At Royal Roads University, a 20 per cent decline in international students has been offset by an uptick in domestic enrolment, said university president Philip Steenkamp. The university, which doesn’t operate on the typical semester system but has a rolling intake of students, is expecting 1,100 international students in the fiscal year 2020-21, compared to 1,375 last year, Steenkamp said. International students make up between 20 and 25 per cent of the student body at Royal Roads.

However, overall enrolment is down by just six per cent due to the increase in enrolment from Canadian students, Steenkamp said. That translates into a $2-million revenue hit for the university, which has a budget of about $70 million.

The university has done some cost-cutting and re-deployment of staff, but has not laid anyone off.

“The commitment I made is that we would not lay anyone off and we’ve not laid anyone off,” Steenkamp said. “My view on all of this is that we need to build a bridge that gets our whole community from one side of this pandemic to the other side safely.”

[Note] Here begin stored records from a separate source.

PR #1416, opened 2021-04-01
Add Autograd test for T.Resample

krishnakalyan3:
ref #1414 

cc: @mthrok


krishnakalyan3:
We need parameters for `Resample`.  If yes what should be the range for `orig_freq`, `new_freq`?.

https://github.com/pytorch/audio/blob/master/torchaudio/transforms.py#L651

mthrok:
> https://github.com/pytorch/audio/blob/master/torchaudio/transforms.py#L651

Vancouver Island University has seen a 31 per cent drop in international student enrolment, with 1,199 students this academic year compared to 1,744 last year, said Carol Stuart, provost and vice-president academic. There’s also been a nine per cent decline in enrolment for domestic students, with 7,760 students this year compared to 8,339 last year.

Stuart said the decline in tuition revenue is coupled with increased expenses such as enhanced cleaning and the installation of Plexiglas for classes where there will be face-to-face contact. VIU has laid off about 50 full-time-equivalent positions in ancillary services such as the bookstore and food service, and staff at the English Language Centre.

Since August, Camosun College has been providing a weekly food hamper program to students in need, many of whom lost their jobs in the service industry and are facing limited employment opportunities. Each week, Camosun volunteers deliver about 30 hampers, which contain fresh prepared meals and hygiene products.

For Tomaz, now living with her family in an apartment in Royal Oak as her children start school at Prospect Lake Elementary, the food basket was a welcome gesture after months of stress and thousands of dollars worth of flights.

“It’s something that shows that you are not alone. You feel, oh, it was difficult to get here but I have support.”